Crisis Prevention: Four Problems with News and Democracy

Posted

Here are some “buckets” for making sense of why the news is in crisis: addiction, economics, bad actors and known bugs

I’ve been studying news and digital media since 2002 and the news has been in crisis for those past 16 years, possibly longer. And not just the handwringing “Oh no, citizens are producing their own news, what will happen to journalism as a profession?” crisis. No, we’re more than a decade into the “We can’t afford to pay for the news, what happens now?” crisis, and no closer to a solution.
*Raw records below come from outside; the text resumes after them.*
PR #6564, opened 2021-09-06
Flag to include/exclude GiftCard Transactions

znarf:
I decided to default to false because I think that despite being different than the current behavior, it's the most sensible choice. 

This is something that developers need to ask as an extra, not something that they need to filter. We can simply set the flag to true on the frontend where we need it.

Asking review from @Betree because this is related to Gift Cards. And @kewitz because it's related to the Transactions / CSV project.


Betree (commented):
Good to have this flag, the code looks good as well. If we default to `false`, let make sure we have matching frontend PRs where/if needed to not break anything.

Betree:
@znarf PDF PR to add the `includeGiftCardTransactions` flag: https://github.com/opencollective/opencollective-pdf/pull/768

znarf:
@Betree merging. Please merge PDF too.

And now we’ve got a new pack of crises spawned in 2016. The “Macedonian teenagers are destroying democracy with fake news” crisis. The “We don’t understand the Americans who elected Trump” crisis. The “Russian bots control what’s news” crisis.

These crises are real, but some are more real than others. I’ve spent part of the last year meeting with the Knight Commission on Media, Trust and Democracy trying to learn the shape of these challenges and what might be done to address them. In the process of helping out as a consultant to the commission, I’m finding myself starting to become comfortable with four buckets these crises often fit into. I’m a believer that how you think about a problem shapes what solutions you propose, so picturing four crises feels like an improvement over a sea of troubles.

To understand these four crises — addiction, economics, bad actors and known bugs — we have to look at how media has changed shape between the 1990s and today. A system that used to be linear and fairly predictable now features feedback loops that lead to complex and unintended consequences. The landscape that is emerging may be one no one completely understands, but it’s one that can be exploited even if not fully understood.

What the Media Used to Look Like

Media used to look something like this: Production-->Distribution-->Audience.

Producers made media — they wrote stories, filmed news segments — and handed them off to distributors to share with audiences locally or around the world. Often the distributors and producers worked for the same company: the same company that wrote the New York Times ensured that it got printed, bundled and delivered to people’s doorsteps. The flow of content was primarily linear and unidirectional — yes, people wrote letters to the editor and some may have influenced later coverage, but the influences were far sparser in more contemporary models.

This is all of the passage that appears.